The country does not score, the local companies, sponsors and corrupt politicians do

Call me a pessimist, but here's my conspiracy theory on the Olympics, the Soccer World Cup and most major sporting events in modern society: they have become little more than an elaborate show designed to divert taxpayer money to the pockets of politicians and their well connected private sector colleagues.  This elaborate facade is so well orchestrated that the taxpayer is for the most part perfectly OK with it.  Or as Shikha Dalmia put it: ""The Olympics are a giant exercise in sports socialism—or crony capitalism, if you prefer—where the profits are privatized and the costs socialized."

The real money is made in preparing the facilities and infrastructure - the construction companies score the most from these events, especially when new stadiums need to be built.  Dig a little and you're likely to find event officials and politicians with their fingers in the pie through virtue of holding non-executive directorships and indirect shareholdings in such companies. And we won't get into the bribes that are involved in the tendering process.

Most of the facilities become white elephants

Beijing's iconic $500 million Bird's Nest built for the 2008 Olympics has hosted 12 events last year.  In the winter it serves as an ice rink.  Athens, Sydney and Seoul - previous Olympic hosts - all have white elephants for which city management to this day struggle to find uses for.  After the 2010 Soccer World Cup, the city of Durban wants to host Rugby matches at its beautiful Moses Mabhida Stadium because utilization is so low.  To throw that much money to build stadiums from scratch for an event that won't last more than a month is insanity.  Even more insane is the notion that those stadiums will even experience a utilization rate of 30% once the event is over.
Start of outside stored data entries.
PR #197, opened 2019-03-11
Exposing some of the underlying scrollview's properties as readonly props

Szabadember:
This will enable more complex interactions with the calendar. example: animated external header

### DIFF
--- a/Backpack/Calendar/Classes/BPKCalendar.h
+++ b/Backpack/Calendar/Classes/BPKCalendar.h
@@ -42,9 +42,9 @@ NS_SWIFT_NAME(CalendarDelegate) @protocol BPKCalendarDelegate <NSObject>
 /**
  * Called when the calendar was scrolled
  * @param calendar The backpack calendar.
- * @param contentOffset The content offset
+ * @param scrollView The scrollView of the calendar
  */
-- (void)calendar:(BPKCalendar *)calendar didScroll:(CGPoint)contentOffset;
+- (void)calendar:(BPKCalendar *)calendar didScroll:(UIScrollView *)scrollView;
 
 @end
 
--- a/Backpack/Calendar/Classes/BPKCalendar.h
+++ b/Backpack/Calendar/Classes/BPKCalendar.h
@@ -42,9 +42,9 @@ NS_SWIFT_NAME(CalendarDelegate) @protocol BPKCalendarDelegate <NSObject>
 /**
  * Called when the calendar was scrolled
  * @param calendar The backpack calendar.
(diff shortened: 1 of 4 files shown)


Backpack/Calendar/Classes/BPKCalendar.h
```diff
@@ -83,6 +83,36 @@ NS_SWIFT_NAME(Calendar) @interface BPKCalendar: UIView
...
+
+/**
+ * The underlying scrollView's isDecelerating
+ */
+@property (readonly) BOOL isDecelerating;
+
+/**
+ * The underlying scrollView's isTracking
+ */
+@property (readonly) BOOL isTracking;
```
k0nserv: Shouldn't this and the other `BOOL ` properties be `@property(readonly, getter=isTracking) BOOL tracking` to align with `UIScrollView`?

UNRELEASED.md
```diff
@@ -1,2 +1,4 @@
 # Unreleased
 
+- BPKCalendar:
```
k0nserv: Can we include the change category(Added) here and use `Backpack/Calendar` instead of `BPKCalendar`.

```suggestion
**Added:**
- Backapck/Calendar
  - Exposed some properties of the calendar's underlying scrollView.
```

For completeness wouldn't it be nice to list all properties?

Backpack/Calendar/Classes/BPKCalendar.h
Szabadember: What is the difference? Creating a readonly property with an overriden getter like I did will achieve the same.

k0nserv: It would make it easier to make it `readwrite` later is my thinking

Szabadember: No ivar is created by the compiler for that property because it is readonly and the getter is overridden.

Szabadember: I am not sure if we want to make it readwrite

Szabadember: These properties are readonly on UISCrollView: https://developer.apple.com/documentation/uikit/uiscrollview/1619413-istracking

Szabadember: contentInset and contentSize is not intented to be modified, I think the only contentOffset could be made readwrite to scroll programmatically

k0nserv: Fair enough let's merge

PR #200, opened 2019-03-14
[NO-JIRA] Add Doha theme

georgegillams:

### DIFF
--- a/Backpack/Theme/Classes/BPKDohaTheme.m
+++ b/Backpack/Theme/Classes/BPKDohaTheme.m
@@ -1,0 +1,36 @@
+/*
+ * Backpack - Skyscanner's Design System
+ *
+ * Copyright 2018-2019 Skyscanner Ltd
+ *
+ * Licensed under the Apache License, Version 2.0 (the "License");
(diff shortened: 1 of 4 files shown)


Backpack/Theme/Classes/BPKDohaTheme.m
```diff
@@ -0,0 +1,39 @@
...
+ * limitations under the License.
+ */
+
+#import "BPKDohaTheme.h"
+#import "BPKDohaThemeContainer.h"
+
+#import <Backpack/Button.h>
+#import <Backpack/Chip.h>
+#import <Backpack/Spinner.h>
+#import <Backpack/Switch.h>
```
shaundon: It looks like Button, Chip and Spinner are unused here?

georgegillams:
> How about making a generic / abstract theme that we can subclass, so then we could do things like we do in JS where we just have to pass in something like primaryColor, secondaryColor etc and it returns a correct theme?

Hmm... Yeah sounds good. Can we get this merged first? The API will be the same so we can refactor after this PR

PR #267, opened 2019-04-12
[BPK-2320] Forward selectors in Theme Container

k0nserv:
Some apps make assumptions about the selectors available on
`keyWindow.rootViewController`. `BPKThemeContainerController` now
handles this better in release builds by not crashing and forwarding the
selector. In debug builds this causes an assertion failure.

### DIFF
--- a/Backpack/Theme/Classes/BPKThemeContainerController.m
+++ b/Backpack/Theme/Classes/BPKThemeContainerController.m
@@ -127,13 +127,20 @@ NS_ASSUME_NONNULL_BEGIN
     return themeContainerController;
 }
 
-#pragma mark - Overriden methods
+#pragma mark - UIViewController methods
 
 - (nullable UIViewController *)childViewControllerForStatusBarStyle {
     return self.rootViewController;
 }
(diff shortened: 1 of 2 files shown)


zsoltvarnai:
I think this helps a lot to minimize risks of crashes and other weird behavior. Do you think we also need to notify the app about it (via delegate or something), so it can log an error event? That would help us catch all cases in production, not just the ones the developers go through during debug.

k0nserv:
> I think this helps a lot to minimize risks of crashes and other weird behavior. Do you think we also need to notify the app about it (via delegate or something), so it can log an error event? That would help us catch all cases in production, not just the ones the developers go through during debug.

In theory this should have no negative impact in release and we'll eventually find all cases where this happens via the assert, but if you wish we can add a delegate to achieve the logging in release too

zsoltvarnai:
Yeah, it might be fine to start with only this and see how many assertion failures and surprises do we have during testing.

k0nserv:
Let's go for that 👍

PR #268, opened 2019-04-12
[BPK-2320] Fix race condition in Switch theming

k0nserv:


Backpack/Switch/Classes/BPKSwitch.h
```diff
@@ -42,6 +42,16 @@ NS_SWIFT_NAME(Switch) IB_DESIGNABLE @interface BPKSwitch : UISwitch
  */
 - (instancetype)initWithFrame:(CGRect)frame NS_DESIGNATED_INITIALIZER;
 
+
+/**
+ * The primary color of the reciever. This is used to control the
+ * `onTintColor`.
+ *
+ * @warning This is not intended to be used directly, it exsists to support theming only.
```
shaundon:
```suggestion
 * @warning This is not intended to be used directly, it exists to support theming only.
```

PR #273, opened 2019-04-18
[BPK-2380] Add theming support to chip

georgegillams:

Screenshot 2019-04-18 at 11 34 11

Screenshot 2019-04-18 at 11 34 05

### DIFF
--- a/Backpack/Chip/Classes/BPKChip.m
+++ b/Backpack/Chip/Classes/BPKChip.m
@@ -40,6 +40,8 @@ NS_ASSUME_NONNULL_BEGIN
     self = [super initWithFrame:frame];
 
     if (self) {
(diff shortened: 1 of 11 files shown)


Backpack/Chip/Classes/BPKChip.m
```diff
@@ -155,7 +168,7 @@ - (void)setUpConstraints {
 
 - (void)updateStyle {
     if (self.selected) {
-        self.backgroundColor = BPKColor.blue500;
+        self.backgroundColor = self.primaryColor;
```
k0nserv: Since it's `nullable` maybe we should also have a default here?

georgegillams: I'll just make them non-nullable as they shouldn't be anyway 👍

PR #277, opened 2019-04-22
[NO-JIRA] Fix calendar header background to be transparent

jorgedc93:
Remove the white background in the Calendar header to allow it to be transparent


k0nserv:
It looks good to me, @Szabadember since you wrote a lot of this code can you weigh in?

PR #280, opened 2019-04-29
[No JIRA] Update jazzy version

k0nserv:

### DIFF
--- a/Gemfile.lock
+++ b/Gemfile.lock
@@ -75,7 +75,7 @@ GEM
     redcarpet (3.4.0)
     rouge (2.0.7)
     ruby-macho (1.4.0)
-    sass (3.7.3)
+    sass (3.7.4)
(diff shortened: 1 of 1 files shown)


Gemfile.lock
```diff
@@ -75,7 +75,7 @@ GEM
     redcarpet (3.4.0)
     rouge (2.0.7)
     ruby-macho (1.4.0)
-    sass (3.7.3)
+    sass (3.7.4)
```
georgegillams: Couldn't this just be `~> 3.7`?

k0nserv: This is in `Gemfile.lock`. Remember the purpose of the lock file is to ensure all versions are pinned exactly so it doesn't support semver patterns

georgegillams: Oh yeah - that makes sense. File names are helpful 😆

PR #283, opened 2019-04-30
[BPK-2102] Fix button heights and font weight

georgegillams:

### DIFF
--- a/Backpack/Button/Classes/BPKButton.m
+++ b/Backpack/Button/Classes/BPKButton.m
@@ -88,6 +88,11 @@ NS_ASSUME_NONNULL_BEGIN
     self.titleLabel.textAlignment = NSTextAlignmentCenter;
     self.titleLabel.tintAdjustmentMode = UIViewTintAdjustmentModeNormal;
 
+    // Use this to get the title value if one has been set in storyboard.
+    if (self.titleLabel != nil && self.titleLabel.text != nil) {
+        _title = self.titleLabel.text;
+    }
+
     self.size = size;
     self.style = style;
     self.imagePosition = BPKButtonImagePositionTrailing;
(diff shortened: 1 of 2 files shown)


georgegillams:
An alternative (better?) way to fix this might be to override `setTitle: forState` and `setAttributedTitle: forState` to set the `title` value, but this gets a bit complicated because we already rely on those methods in our code, so we end up with some weird side-effects.

I think this is therefore the cleanest solution.
@k0nserv and @shaundon wdyt?

georgegillams:
Screenshot 2019-04-30 at 15 05 39

Backpack/Button/Classes/BPKButton.m
```diff
@@ -88,6 +88,11 @@ - (void)setupWithSize:(BPKButtonSize)size style:(BPKButtonStyle)style {
     self.titleLabel.textAlignment = NSTextAlignmentCenter;
     self.titleLabel.tintAdjustmentMode = UIViewTintAdjustmentModeNormal;
 
+    // Use this to get the title value if one has been set in storyboard.
+    if (self.titleLabel != nil && self.titleLabel.text != nil) {
```
k0nserv: I am confused as to how this resolve the problem 🤔 Can you expand a bit?

georgegillams: Yeah - it's because we set the title of the disabled ones in the interface-builder. That results in calling `setTitle: forState` or `setAttributedStyle: forState`.
But we don't support those, so our button ignores them. As a result, our button behaves as if it's icon-only and doesn't properly format the text.

k0nserv: Right and the reason it thinks it's icon only is because `_title` is `nil`?

georgegillams: Yeah

georgegillams: @k0nserv any other suggestions of how we could fix this? Or do you think this is a reasonable approach?

k0nserv: Nah I think it sounds reasonable

PR #285, opened 2019-05-01
[BPK-2427] Add direction in primary gradient

k0nserv:
All `BPKGradient` already contain a builtin in direction component in
their definiton. However when we render the primary gradient we
sometimes do so with an alternative direction. We want to be able to
theme primary gradients, while still supporting direction overrides for
specific cases.


Backpack/Gradient/Classes/BPKGradient.m
```diff
@@ -184,6 +194,7 @@ + (CGPoint)endPointForDirection:(BPKGradientDirection)direction {
     case BPKGradientDirectionBottomRight:
         return CGPointMake(1.0, 1.0);
     default:
+        NSAssert(NO, @"Invalid `BPKGradientDirection` value %lu", (unsigned long)direction);
```
shaundon: `%lu` is 'unsigned long' to save others a google 😇

Backpack/Gradient/Classes/BPKGradient.m
```diff
@@ -61,6 +61,15 @@ - (instancetype)initWithColors:(NSArray<UIColor *> *)colors
     return self;
 }
 
+- (instancetype)cloneWithNewDirection:(BPKGradientDirection)newDirection {
```
georgegillams: Why do we need `cloneWithNewDirection`. Would it make more sense for consumers to just clone a gradient and set the direction on the resulting view?

k0nserv: I am confused, can you share some code examples?

georgegillams: For example, why can't a user do something like this:
```
let gradient = Gradient();
let someOtherGradient = gradient.clone()
someOtherGradient.directionOverride = GradientDirectionTopLeft
```

georgegillams: I would expect the API to allow me to just set the direction on the gradient instance

k0nserv: This lets you do that, but it prefers a readonly API which is much nicer than a mutable API as you suggested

Perception is fickle and temporary

South Africa was and still is eager to show the world it is a world class destination.  Hosting the Soccer World Cup was meant to be a strong statement to the rest of the world that South Africa is a global player.  The expectation that hosting a world cup of any sort or the Olympics (an idea Durban was also flirting with) will change perceptions ignores a key trait of the modern human brain:  people have short memories and attention spans.  Two days after some major event concludes, there's Wimbledon, the UEFA Champions League, the Superbowl, the Australian Open, the Tour de France, the New York Marathon....meaning the event you spent billions on hosting will be forgotten within a week at most.

In any case, when you're watching a bunch of guys playing on a grassy pitch or some swimmers in the 100m breaststroke final, are you taking in the beauty of the country they're competing in or are you just watching the contest and interested in seeing who wins?  You're looking at a field of grass, a track or a swimming pool on your television, you're not admiring the beauty of the host nation. 


Why you should take note

Let's use relatively modest numbers in a simplistic example.  If the event costs $10 billion and your country has 10 million taxpayers, then that's a $1,000 cost per person.  How many hours or days do you work to earn that?  Your government won't raise tax rates: that's too crass.  Instead they increase toll road fees, sin taxes and even clamp down on minor offenses to collect more fines.  Then don't forget the cost of maintaining those new stadiums and facilities.  For an event that's barely a month long, citizens will subsidize the costs for years.

Repetitive events make more sense

Events that recur each year like the Indy 500 and Wimbledon make more sense as you don't keep re-investing money for infrastructure and because they happen annually, there is more incentive to make them profitable.  With once-off events everybody splits when the party is over and nobody really cares what happens afterward because they've all made their cut.  So is the solution not to have the Olympics or Soccer World Cup?  Of course not.  The solution is you shouldn't bid to host them unless you already have most of the infrastructure in place and you can prove with reasonable certainty that the net cash inflow will be positive. That's not unreasonable, that's responsible governance.